Interactive Effects of High CO2 and Temperature on Growth and Elemental Composition of the Western and Eastern Subarctic North Pacific Phytoplankton Communities

Increasing atmospheric CO₂ could increase ocean acidity via physical and chemical interactions between atmosphere and ocean surface. Associated with the CO₂ induced global warming, interactive effects of high CO₂ and temperature could be important factors modulating ecosystem processes. Here, we conducted two manipulation experiments using the western and eastern subarctic North Pacific phytoplankton communities, structure of which are different from each other, aboard R/V Mirai during summer 2014. The three CO₂ levels were set at present (in situ condition), 500 μatm CO₂, and ~800 μatm CO₂, and two temperature series (in situ and +4°C) were established.
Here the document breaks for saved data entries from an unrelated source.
PR #57, opened 2023-10-26
Upgrade golang to 1.21

7ing:
- Also upgrade all dependencies in go.mod.
- Fix driver/controllerserver.go to work with CSI spec v1.9.0


munnerz:
/hold

this updates the minimum supported version of these dependencies, and prevents this library being built with anything older than go 1.21.

do we want this? Binary dependencies can manage the versions of these libraries themselves, and we (I think?) support these newer versions already if someone chooses to use them in their own ‘require’ directives.

based on MVS, I think we might want to keep all of these at the oldest supported versions rather than the newest to make it easier to import and give those depending on us greater control. What do you think?

7ing:
Just thought would be good to align with `cert-manager` repo dependencies for golang 1.21.

7ing:
rebase from main

PR #61, opened 2024-02-13
Remove unnecessary go expressions

inteon:
Simplifies some expressions (based on IDE warnings).


munnerz (approved):

munnerz:
Thanks! Maybe we should be running lint in CI in future...

/lgtm
/approve

PR #64, opened 2024-03-25
Replace deprecated functions and add missing error checks

inteon:
- replaces deprecated functions & imports
- adds missing error return value checks


munnerz (approved):
/lgtm
/approve

PR #65, opened 2024-03-25
Update atomic writer

inteon:
Update the vendored atomic writer to match upstream.


munnerz:
Awesome, so this also moves the chown step to before the atomic update operation, in turn helping to avoid a race condition where the files may not have the current permission bits set immediately after they are made visible to the workload?

Can you update the title/release note to reflect this behavioural change so it can bubble up into release notes?

munnerz (approved):
/approve
/lgtm
/kind bug

PR #69, opened 2024-11-19
Upgrade dependencies

inteon:
WIP: testing if we can reproduce test failures from https://github.com/cert-manager/csi-driver/pull/322 here.


inteon:
Fixed the found bug in https://github.com/cert-manager/csi-lib/pull/70.

PR #206, opened 2023-10-24
Validation script enhancements

whindsaks:
- Python 3.4 compatible so that validate-rapps.py can be executed on ROS.
- Validate the license type field.
- Print a harmless warning if License is set to the useless value of "Unknown"

### DIFF
--- a/.github/validate-rapps.py
+++ b/.github/validate-rapps.py
@@ -45,6 +45,12 @@ ALL_ARCH = [
     b'ppc',
 ]
 
+LICENSE_TYPES = [
+    1, # Open source
+    2, # Freeware
+    3, # Trial/Demo
+]
+
 
 all_names = {}
 all_urls = {}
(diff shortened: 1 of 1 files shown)


JoachimHenze:
A pity that you bundled the license thing with that 2nd aspect of improving the compat to older Python.
I would really like to see that splitted into 2 different PRs! Aside from that, approved.

JoachimHenze (approved):

.github/validate-rapps.py
```diff
@@ -125,17 +131,19 @@ def _parse_section(self, reporter, stripped):
...
         if locale:
             if len(locale) not in (2, 4) or not all(c in HEXDIGITS for c in locale):
-                reporter.add(self, self._text.index(locale) + 1, f'Invalid locale{extra_locale}: "{locale}"')
+                reporter.add(self, self._text.index(locale) + 1,
+                             'Invalid locale{extra}: "{loc}"'.format(extra = extra_locale, loc = locale))
 
         if arch:
             if arch not in ALL_ARCH:
-                reporter.add(self, self._text.index(arch) + 1, f'Unknown architecture: "{arch}"')
+                reporter.add(self, self._text.index(arch) + 1, 'Unknown architecture: "%s"' % arch)
```
learn-more, line 146: Why are you using a different format method here?

whindsaks: Because the syntax is shorter and there is no ambiguity about which argument goes where.

learn-more (approved):

PR #219, opened 2024-01-09
[RAPPS-DB] Add Microsoft Visual C++ 2015-2019 Redistributable

TAN-Gaming:
Installs successfully on ReactOS without error.

VirtualBox_ReactOS_09_01_2024_17_28_43


learn-more:
Did you test the x64 version?
Because that setup looks like an x86 binary.

TAN-Gaming:
It seems the installer EXE of x64 version is 32-bit so I remove the section for now.

VirtualBox_ReactOS_x64_09_01_2024_19_51_12

learn-more (approved):

PR #222, opened 2024-02-03
[RAPPS-DB] Upgrade and add some emulators that are working under ReactOS

julenuri:
Upgrade some already had emulators:
PCSX ---> Upgraded to PCSX-R because the original link was down.
SNESx9 ---> Upgraded to the last version, minor improvements achieved. Add x64 option.

New software:
No$GBA, DeSmuME and Ideas ---> DS emulators. Some of them have really good behavior under VM, but under Real Hardware exposes some bugs we have.
Dolphin ---> Wii emu. Functional under 0.4.14 and previous, but we suffered some regression under 0.4.15 development. Fixed.
PCSX2-XP ---> PS2 emulator. Adapted version of the Vista+ version. When we will get the Vista+ functions, I will upgrade the version.
Project64 ---> N64 emulator. It's sometimes so random, and it reports that there is a bug at the start, but if you ignore the assert, you can play flawlessly under VM. Realhardware does weird things.

After this PR I will try to add some PR with other GPL emulator of Sega, PS3, WiiU and 3DS machines.

I could add some screenshots if you want.


desmume.txt
```diff
@@ -0,0 +1,20 @@
+[Section]
+Name = DeSmuME
+Version = 0.9.11
+License = GNU GPL v2
+Description = DeSmuME is one of the most popular Nintendo DS emulator. Needs Microsoft Visual C++ 2010 Redistributable.
+Category = 4
+URLSite = http://desmume.org/
```
JoachimHenze, line 7:
```suggestion
URLSite = https://desmume.org
```

pcsx2-xp.txt
```diff
@@ -0,0 +1,15 @@
+[Section]
+Name = PCSX2 (XP Compatible)
+Version = 1.6.0
+License = GNU GPL v2
+Description = PCSX2 is a Playstation 2 emulator. It needs Microsoft Visual C++ 2013 redistributable.
+Category = 4
+URLSite = http://neonfloppy.sytes.net/projects/pcsx2-xp/
+URLDownload = http://neonfloppy.sytes.net/projects/pcsx2-xp/releases/1.6.0/pcsx2-xp-binaries.7z
```
JoachimHenze, line 8: I double-checked already: http**s** doesn't work for those 2 links on Windows.

julenuri: So I suggest two options:
1. Trust the http anyway until we have support for Vista+ functions and then update the links to the common normalized version.
2. Change the links through Webarchive, that drops the speed but is more trusty.

JoachimHenze: No change requested necessarily. I just wrote that, to prevent others recommending to change the URL to http**s** (without them testing the result).
Our additional hash should guarantee integrity also when transferring via http.

JoachimHenze (approved):

PR #227, opened 2024-03-08
[RAPPS-DB] Add Fileoptimizer

marjuanm:
FileOptimizer is an application to reduce unnecessary weight of files, I have only tested it on image files and it works very well in Reactos.


marjuanm:
I'm adding some screenshots of FileOptimizer running in Reactos.
Screenshot_1
Screenshot_2
Screenshot_3
Screenshot_4

marjuanm:
Before and after compressing the graphic files, as we see, the weight of the file has been reduced a little without damaging the image or causing it to lose its quality.
before
after

JoachimHenze (approved):
Approved. I will merge it in a week if nobody will merge it earlier than that.

learn-more (approved):

marjuanm:
thanks @JoachimHenze JoachimHenze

Net specific growth rate increased as increased temperature only in the western experiment, whereas maximum chlorophyll-a concentrations decreased in the high-temperature conditions of the eastern experiment. In both experiments, the high CO₂ conditions slightly but insignificantly decreased the net specific growth rate. The growth of pico-sized Synechococcus increased under the high temperature and CO₂ conditions in both experiments, whereas cell yields of nano-sized phytoplankton decreased under the high-temperature conditions in the eastern experiment. Particulate organic carbon to particulate nitrogen (C:N) ratio increased with increasing temperature and CO₂ only after the nutrient depletions in the western experiment. Overall, increasing temperature could positively affect the growth of western subarctic phytoplankton, specifically Synechococcus. In the eastern experiment, maximum biomass and larger cell phytoplankton decreased and Synechococcus increased as increased temperature. Both of these results in the high-temperature conditions could have negative impacts on the transfer efficiency of primary production to the higher trophic levels and the efficiency of the biological pump. The effect of high-CO₂ was not dramatic as compared with temperature effect, but high-CO₂ condition substantially modify the dynamics of phytoplankton communities. Our study suggests that the possible environmental perturbations in the future could alter ecosystem processes in the subarctic North Pacific via changing phytoplankton dynamics.